---- Dataset entries
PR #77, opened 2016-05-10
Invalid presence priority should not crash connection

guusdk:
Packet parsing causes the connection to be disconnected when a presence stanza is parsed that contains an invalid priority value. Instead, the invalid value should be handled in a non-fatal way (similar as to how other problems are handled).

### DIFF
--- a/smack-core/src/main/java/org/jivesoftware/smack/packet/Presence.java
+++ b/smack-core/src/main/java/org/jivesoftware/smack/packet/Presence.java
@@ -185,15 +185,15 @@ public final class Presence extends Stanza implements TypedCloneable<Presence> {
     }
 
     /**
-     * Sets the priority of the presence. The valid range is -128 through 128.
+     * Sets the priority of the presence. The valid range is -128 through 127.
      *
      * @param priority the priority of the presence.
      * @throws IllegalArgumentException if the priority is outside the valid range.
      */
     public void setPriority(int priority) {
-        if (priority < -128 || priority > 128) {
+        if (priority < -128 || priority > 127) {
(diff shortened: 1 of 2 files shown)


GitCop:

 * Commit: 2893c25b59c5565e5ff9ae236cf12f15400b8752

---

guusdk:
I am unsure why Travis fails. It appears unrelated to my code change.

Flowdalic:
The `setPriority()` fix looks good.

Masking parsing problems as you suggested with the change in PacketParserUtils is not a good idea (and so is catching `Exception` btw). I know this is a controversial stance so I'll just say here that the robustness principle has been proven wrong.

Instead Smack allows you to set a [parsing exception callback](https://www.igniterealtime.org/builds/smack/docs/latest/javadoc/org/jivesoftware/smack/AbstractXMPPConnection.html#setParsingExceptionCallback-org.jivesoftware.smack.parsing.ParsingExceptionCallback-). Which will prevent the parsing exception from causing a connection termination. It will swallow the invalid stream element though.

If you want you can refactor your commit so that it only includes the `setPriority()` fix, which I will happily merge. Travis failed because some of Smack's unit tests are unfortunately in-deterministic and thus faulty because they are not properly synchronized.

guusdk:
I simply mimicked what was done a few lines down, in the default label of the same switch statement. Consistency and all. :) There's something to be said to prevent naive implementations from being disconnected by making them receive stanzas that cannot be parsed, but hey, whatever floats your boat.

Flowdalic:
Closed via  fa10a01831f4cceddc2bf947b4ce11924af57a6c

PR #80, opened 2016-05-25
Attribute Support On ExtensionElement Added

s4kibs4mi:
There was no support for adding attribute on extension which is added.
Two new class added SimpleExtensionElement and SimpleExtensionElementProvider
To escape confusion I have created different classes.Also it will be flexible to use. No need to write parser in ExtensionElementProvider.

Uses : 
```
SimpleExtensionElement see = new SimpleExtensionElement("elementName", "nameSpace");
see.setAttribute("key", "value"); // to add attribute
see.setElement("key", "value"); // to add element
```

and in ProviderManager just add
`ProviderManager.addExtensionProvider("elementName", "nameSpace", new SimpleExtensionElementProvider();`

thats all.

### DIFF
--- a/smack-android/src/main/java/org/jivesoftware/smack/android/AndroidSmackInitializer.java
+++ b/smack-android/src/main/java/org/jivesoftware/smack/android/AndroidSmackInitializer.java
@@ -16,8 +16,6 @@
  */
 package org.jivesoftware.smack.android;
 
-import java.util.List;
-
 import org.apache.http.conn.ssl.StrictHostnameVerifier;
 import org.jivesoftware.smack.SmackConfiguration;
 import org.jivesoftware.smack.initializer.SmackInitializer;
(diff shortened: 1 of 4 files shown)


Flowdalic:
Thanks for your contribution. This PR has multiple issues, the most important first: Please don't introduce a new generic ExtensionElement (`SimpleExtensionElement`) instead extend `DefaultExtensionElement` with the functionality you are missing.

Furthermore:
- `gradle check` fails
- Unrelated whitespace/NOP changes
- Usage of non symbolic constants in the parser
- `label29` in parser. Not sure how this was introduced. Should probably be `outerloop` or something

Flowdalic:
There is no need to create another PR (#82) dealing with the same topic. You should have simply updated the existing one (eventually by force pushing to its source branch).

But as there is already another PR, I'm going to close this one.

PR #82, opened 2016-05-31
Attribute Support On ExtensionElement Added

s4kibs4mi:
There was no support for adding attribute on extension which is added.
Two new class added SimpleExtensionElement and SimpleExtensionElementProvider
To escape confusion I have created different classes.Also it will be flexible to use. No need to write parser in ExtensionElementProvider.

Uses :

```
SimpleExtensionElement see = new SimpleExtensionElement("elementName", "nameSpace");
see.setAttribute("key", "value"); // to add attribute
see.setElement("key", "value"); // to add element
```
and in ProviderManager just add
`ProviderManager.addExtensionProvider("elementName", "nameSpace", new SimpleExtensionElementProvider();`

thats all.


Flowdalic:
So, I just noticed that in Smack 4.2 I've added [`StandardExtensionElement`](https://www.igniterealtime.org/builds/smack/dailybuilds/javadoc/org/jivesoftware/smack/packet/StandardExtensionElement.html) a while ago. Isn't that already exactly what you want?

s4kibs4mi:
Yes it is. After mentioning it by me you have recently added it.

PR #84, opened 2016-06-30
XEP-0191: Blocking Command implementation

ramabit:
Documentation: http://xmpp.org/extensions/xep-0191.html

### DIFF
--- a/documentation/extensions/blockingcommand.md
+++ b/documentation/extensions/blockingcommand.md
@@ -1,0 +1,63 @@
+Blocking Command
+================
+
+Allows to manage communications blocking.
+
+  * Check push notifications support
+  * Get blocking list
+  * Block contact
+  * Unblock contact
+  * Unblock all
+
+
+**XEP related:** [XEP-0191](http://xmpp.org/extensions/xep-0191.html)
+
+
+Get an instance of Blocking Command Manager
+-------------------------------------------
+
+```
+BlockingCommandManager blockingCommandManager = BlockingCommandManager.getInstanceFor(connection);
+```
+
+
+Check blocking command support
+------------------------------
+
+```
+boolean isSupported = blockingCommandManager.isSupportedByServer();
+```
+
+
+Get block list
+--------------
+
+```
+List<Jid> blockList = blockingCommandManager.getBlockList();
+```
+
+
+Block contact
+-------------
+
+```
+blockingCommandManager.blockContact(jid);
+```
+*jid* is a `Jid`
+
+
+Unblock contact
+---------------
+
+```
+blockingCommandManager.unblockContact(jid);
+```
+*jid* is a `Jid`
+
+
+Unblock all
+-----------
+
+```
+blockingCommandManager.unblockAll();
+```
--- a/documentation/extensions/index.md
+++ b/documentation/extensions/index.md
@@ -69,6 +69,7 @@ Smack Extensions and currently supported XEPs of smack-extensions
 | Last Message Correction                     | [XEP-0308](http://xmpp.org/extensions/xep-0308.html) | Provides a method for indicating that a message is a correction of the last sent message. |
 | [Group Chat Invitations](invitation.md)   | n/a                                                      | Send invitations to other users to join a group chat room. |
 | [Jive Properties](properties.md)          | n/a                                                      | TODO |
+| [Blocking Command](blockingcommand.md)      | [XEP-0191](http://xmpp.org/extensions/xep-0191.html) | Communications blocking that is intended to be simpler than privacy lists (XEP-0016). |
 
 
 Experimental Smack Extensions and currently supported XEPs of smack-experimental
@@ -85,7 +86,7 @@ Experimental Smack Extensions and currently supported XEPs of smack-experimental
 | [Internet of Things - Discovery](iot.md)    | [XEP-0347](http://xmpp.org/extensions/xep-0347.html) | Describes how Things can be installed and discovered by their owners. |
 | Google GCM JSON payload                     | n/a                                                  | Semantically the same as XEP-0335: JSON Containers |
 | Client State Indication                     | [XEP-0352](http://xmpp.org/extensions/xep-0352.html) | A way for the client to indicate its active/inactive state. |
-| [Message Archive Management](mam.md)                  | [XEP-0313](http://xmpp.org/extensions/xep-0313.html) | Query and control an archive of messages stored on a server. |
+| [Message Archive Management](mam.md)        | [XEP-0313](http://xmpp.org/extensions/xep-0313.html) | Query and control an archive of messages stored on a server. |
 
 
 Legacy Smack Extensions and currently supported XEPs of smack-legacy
--------
- [Instructions to follow] The line containing "Masking parsing problems" marks the end: copy exactly every line from the top of the data above down to it, that line included.

- [Solution to the problem]
PR #77, opened 2016-05-10
Invalid presence priority should not crash connection

guusdk:
Packet parsing causes the connection to be disconnected when a presence stanza is parsed that contains an invalid priority value. Instead, the invalid value should be handled in a non-fatal way (similar as to how other problems are handled).

### DIFF
--- a/smack-core/src/main/java/org/jivesoftware/smack/packet/Presence.java
+++ b/smack-core/src/main/java/org/jivesoftware/smack/packet/Presence.java
@@ -185,15 +185,15 @@ public final class Presence extends Stanza implements TypedCloneable<Presence> {
     }
 
     /**
-     * Sets the priority of the presence. The valid range is -128 through 128.
+     * Sets the priority of the presence. The valid range is -128 through 127.
      *
      * @param priority the priority of the presence.
      * @throws IllegalArgumentException if the priority is outside the valid range.
      */
     public void setPriority(int priority) {
-        if (priority < -128 || priority > 128) {
+        if (priority < -128 || priority > 127) {
(diff shortened: 1 of 2 files shown)


GitCop:

 * Commit: 2893c25b59c5565e5ff9ae236cf12f15400b8752

---

guusdk:
I am unsure why Travis fails. It appears unrelated to my code change.

Flowdalic:
The `setPriority()` fix looks good.

Masking parsing problems as you suggested with the change in PacketParserUtils is not a good idea (and so is catching `Exception` btw). I know this is a controversial stance so I'll just say here that the robustness principle has been proven wrong.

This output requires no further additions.